Cleaning your history
Slides done? Here’s the same idea in a bit more depth — the part worth keeping.
In depth: the step that decides everything before you pick a method
Every forecasting method, from naive to neural net, makes the same assumption: that your history is a fair guide to the future. That assumption is only as good as the data behind it. Leave a freak day in the record and the model treats a one-off as a pattern to repeat; strip out a real recurring event and you’ve deleted genuine seasonality. This is why cleaning the history is where most of the accuracy is quietly won or lost — long before anyone argues about which model to use.
Two kinds of bad day, three things to do
There are two anomalies to hunt. Demand anomalies are real contacts driven by something that won’t repeat on schedule — a marketing email, a recall, a storm, a competitor outage. Measurement anomalies are where the number itself is wrong: a telephony outage, a misrouted queue, a data-feed gap. For each one you have three choices. Keep it if it recurs the same way (payday spikes, statement runs, Black Friday — these are pattern, not noise). Adjust it if it’s real but irregular, flagging the day with an event marker so the method knows it was special and why. Strip and replace it if it’s a true one-off or corrupt reading — and replace rather than delete, because most methods hate gaps; the same interval from neighbouring weeks usually does the job.
Document it, and don’t over-clean
Cleaning is judgement, and judgement needs an audit trail. Keep a log of what you changed, when and why, so next year’s planner knows the spike on the 14th was a recall, not demand — untracked manual edits are how forecasts quietly turn into fiction. And resist the urge to over-clean: smooth away every bump and you teach the model the world is calmer than it really is, leaving it caught out by perfectly normal variation. Remove what won’t recur; respect the noise that will.
The principle to remember: find the anomalies, sort recurring from one-off, replace bad data rather than deleting it, and log every call. The method you pick matters far less than the history you feed it.
Quick quiz
Five questions. Pick an answer to each, then check your score.
1. Why does cleaning history matter so much?
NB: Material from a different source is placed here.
PR #4838, opened 2017-04-19
Openshift pvc refactor

amisevsk:
### What does this PR do?
1. Deletes Replica Sets while deleting other workspace resources, since OpenShift does not clean them automatically.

Leave a one-off in and the model repeats it. Most accuracy is won or lost here, before you pick a method.
2. What are the three choices for an anomaly?
Keep (it recurs), adjust (real but flag it), or strip (one-off or bad data).
3. A payday spike that returns every month should be…
It’s real seasonality — keep it. Removing recurring patterns is its own error.
4. When you strip a corrupt day, what should you do with the gap?
Replace, don’t delete — use neighbouring weeks or the day-type average so there’s no hole.
5. What’s the risk of over-cleaning?
Remove what won’t recur, but respect the noise that will — over-smoothing hides real variability.